Auditor’s report

To the general meeting of the shareholders of Addtech AB (publ.), corp. id 556302-9726


Report on the annual accounts and consolidated accounts


Opinions
We have audited the annual accounts and consolidated accounts of Addtech AB (publ.) for the financial year 2018-04-01—2019-03-31, except for the sustainability report. The annual accounts and consolidated accounts of the company are included onpages 24-31 and 35-98 in the Annual Report.


In our opinion, the annual accounts have been prepared in accordance with the Annual Accounts Act, and present fairly, in all material respects, the financial position of the parent company as of 31 March 2019 and its financial performance and cash flow for the year then ended in accordance with the Annual Accounts Act. The consolidated accounts have been prepared in accordance with the Annual Accounts Act and present fairly, in all material respects, the financial position of the group as of 31 March 2019 and their financial performance and cash flow for the year then ended in accordance with International Financial Reporting Standards (IFRS), as adopted by the EU, and the Annual Accounts Act. Our opinions do not cover the sustainability report.

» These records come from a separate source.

PR #45, opened 2021-04-27
Added optional precompute parameter in FFT domain initialization

### LINKED ISSUE #36: fft: remove extra bitReverse operations
Previous version of the `fft` included bit reverse operation in the domain pre-computed coset tables (in a dirty way, non generalizable to many cosets). 

 Need to propose a general pattern to avoid bitReverse operations.

ThomasPiellard:
This PR fixes #36  a performance loss of the FFT which occurred when the support of arbitrary cosets was added.

## Description

When creating an FFT domain, a boolean value is now passed as parameter to force some pre computations, namely the BitReverse of the coset table. Forcing the pre computing or not is a time/memory trade off. Forcing the pre computations doubles the memory needed to stored a domain.

## API breaking changes

`func NewDomain(m, depth uint64, precomputeReversedTable bool) *Domain`
instead of:
`func NewDomain(m, depth uint64) *Domain`

## Benchmarks

MBP 2.2GHz 6-core i7 - 16GB RAM

```
BenchmarkFFT/fft_2**18bits_(cosets_without_precomputations)-12                48          20933738 ns/op
BenchmarkFFT/fft_2**18bits_(cosets_with_precomputations)-12                   96          12964353 ns/op
```


gbotrel:
Looks good to me, merging. May revisit with optimization work on github.com/ConsenSys/gnark/issues/69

A corporate governance statement has been prepared. The statutory administration report and the corporate governance statement are consistent with the other parts of the annual accounts and consolidated accounts, and the corporate governance statement is in accordance with the Annual Accounts Act.

 

We therefore recommend that the general meeting of shareholders adopts the income statement and balance sheet for the parent company and the group.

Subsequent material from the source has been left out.